■ Material for this exercise
PR #12954, opened 2023-12-08
feat(rust): Cast to an enum from int

### LINKED ISSUE #10705: Allow creating `Categorical` with pre-defined categories
### Problem description

Blocker for #10701

For the interchange protocol, we need to be able to reconstruct a categorical column from the physical representation and a string column containing the categories, ideally in a zero-copy manner.

```python
import polars as pl

physical = pl.Series([0, 1, 0, 2], dtype=pl.UInt32)
categories = pl.Series(["a", "b", "c"])

dtype = pl.Categorical(categories=categories)
result = physical.cast(dtype)

print(result)
```
```
shape: (4,)
Series: '' [cat]
[
        "a"
        "b"
        "a"
        "c"
]
```

This will probably involve a quite significant overhaul of the Categorical type. I would consider implementing the following requested feature in one go:
* https://github.com/pola-rs/polars/issues/7162

c-peters:
fix #10705

### DIFF
--- a/crates/polars-core/src/chunked_array/cast.rs
+++ b/crates/polars-core/src/chunked_array/cast.rs
@@ -100,7 +100,7 @@ where
         }
         match data_type {
             #[cfg(feature = "dtype-categorical")]
-            DataType::Categorical(_, ordering) => {
+            DataType::Categorical(rev_map, ordering) => {
                 polars_ensure!(
                     self.dtype() == &DataType::UInt32,
                     ComputeError: "cannot cast numeric types to 'Categorical'"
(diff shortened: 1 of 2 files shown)


ritchie46 (approved):

lorentzenchr:
@c-peters This is a great addition.
Would it make sense to also test a case with non standard enum order, e.g. `dtype = pl.Enum(["c", "a", "b"])`?

lorentzenchr:
What about
```rust
dtype = pl.Enum(["c", "a", "b"])
pl.Series([None, 1, 0, 2], dtype=pl.UInt32).cast(dtype)
```
Would that still produce
```rust
pl.Series([None, "b", "a", "c"], dtype=dtype)
```
?

PR #12967, opened 2023-12-09
fix(python): support parameterised `read_database` calls against cursors that only take positional args

### LINKED ISSUE #12951: Support query parameters in `polars.read_database()` with `sqlite3` driver
### Description

The reference documentation for [`pl.read_database()`](https://pola-rs.github.io/polars/py-polars/html/reference/api/polars.read_database.html#polars.read_database) claims that:

> This function supports a wide range of native database drivers (ranging from local databases such as SQLite to large cloud databases such as Snowflake), as well as generic libraries such as ADBC, SQLAlchemy and various flavours of ODBC.

When trying to work with a plain `sqlite3` driver from Python standard library, however, the user will run into problems when trying to use query parameters in `pl.read_database()` (as of Polars 0.19.19). The issue is that `Connection.execute()` in `sqlite3` expects the parameter dictionary as a _positional_ parameter (in accordance to [DB-API 2.0, PEP 249](https://peps.python.org/pep-0249/)), but `pl.read_database()` only allows passing _keyword_ parameters to the underlying `execute` function via `execute_options`.

Trying to adapt the SQLAlchemy example from the documentation to work with `sqlite3` results in the unfortunate error:

```python
import polars as pl
import sqlite3

conn = sqlite3.connect(":memory:")
cur = conn.cursor()
cur.executescript("""
CREATE TABLE test_data (id int, metric int);
INSERT INTO test_data(id, metric) VALUES (1, 150), (2, 250), (3, 350);
""")

df = pl.read_database(
    query="SELECT * FROM test_data",
    connection=conn
)
print(df)

# shape: (3, 2)
# ┌─────┬────────┐
# │ id  ┆ metric │
# │ --- ┆ ---    │
# │ i64 ┆ i64    │
# ╞═════╪════════╡
# │ 1   ┆ 150    │
# │ 2   ┆ 250    │
# │ 3   ┆ 350    │
# └─────┴────────┘

df = pl.read_database(
    query="SELECT * FROM test_data WHERE metric > ?",
    connection=conn,
    execute_options={"parameters": [200]}
)

# File polars\io\database.py:335, in ConnectionExecutor.execute(self, query, options, select_queries_only)
#     331         from sqlalchemy.sql import text
#     333         query = text(query)  # type: ignore[assignment]
# --> 335 if (result := cursor_execute(query, **options)) is None:
#     336     result = self.cursor  # some cursors execute in-place
#     338 self.result = result
# 
# TypeError: Cursor.execute() takes no keyword arguments
```

It would be nice if Polars supported passing positional equivalent of `execute_options`. It could even be converted into the positional calling convention automatically when `sqlite3` cursor is detected.

alexander-beedie:
Closes #12951.

The update is generic, not `sqlite3` specific, so if there are any other similar cursor "execute" methods out there (that don't take keyword args), we will now handle those transparently/correctly too. 

Added suitable test coverage.

### DIFF
--- a/py-polars/polars/dataframe/frame.py
+++ b/py-polars/polars/dataframe/frame.py
@@ -2061,7 +2061,6 @@ class DataFrame:
         structured
             Optionally return a structured array, with field names and
             dtypes that correspond to the DataFrame schema.
-
         order
             The index order of the returned NumPy array, either C-like or
             Fortran-like. In general, using the Fortran-like index order is faster.
@@ -2106,7 +2105,7 @@ class DataFrame:
         array([(1, 6.5, 'a'), (2, 7. , 'b'), (3, 8.5, 'c')],
               dtype=[('foo', 'u1'), ('bar', '<f4'), ('ham', '<U1')])
 
-        ...optionally zero-copying as a record array view:
+        ...optionally going on to view as a record array:
 
         >>> import numpy as np
         >>> df.to_numpy(structured=True).view(np.recarray)
--- a/py-polars/polars/io/database.py
+++ b/py-polars/polars/io/database.py
@@ -3,6 +3,7 @@ from __future__ import annotations
 import re
 import sys
 from importlib import import_module
+from inspect import Parameter, signature
 from typing import TYPE_CHECKING, Any, Iterable, Literal, Sequence, TypedDict, overload
 
 from polars.convert import from_arrow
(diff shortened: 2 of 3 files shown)


alexander-beedie:
(Will fix the remaining py3.8 issue shortly; heading out for a few hours first)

■ What to produce
Locate "-2106,7 +2105,7 @@" in the data above. Then repeat, exactly, its line and each line after it through the last, adding nothing.

■ Reply to the task
@@ -2106,7 +2105,7 @@ class DataFrame:
         array([(1, 6.5, 'a'), (2, 7. , 'b'), (3, 8.5, 'c')],
               dtype=[('foo', 'u1'), ('bar', '<f4'), ('ham', '<U1')])
 
-        ...optionally zero-copying as a record array view:
+        ...optionally going on to view as a record array:
 
         >>> import numpy as np
         >>> df.to_numpy(structured=True).view(np.recarray)
--- a/py-polars/polars/io/database.py
+++ b/py-polars/polars/io/database.py
@@ -3,6 +3,7 @@ from __future__ import annotations
 import re
 import sys
 from importlib import import_module
+from inspect import Parameter, signature
 from typing import TYPE_CHECKING, Any, Iterable, Literal, Sequence, TypedDict, overload
 
 from polars.convert import from_arrow
(diff shortened: 2 of 3 files shown)


alexander-beedie:
(Will fix the remaining py3.8 issue shortly; heading out for a few hours first)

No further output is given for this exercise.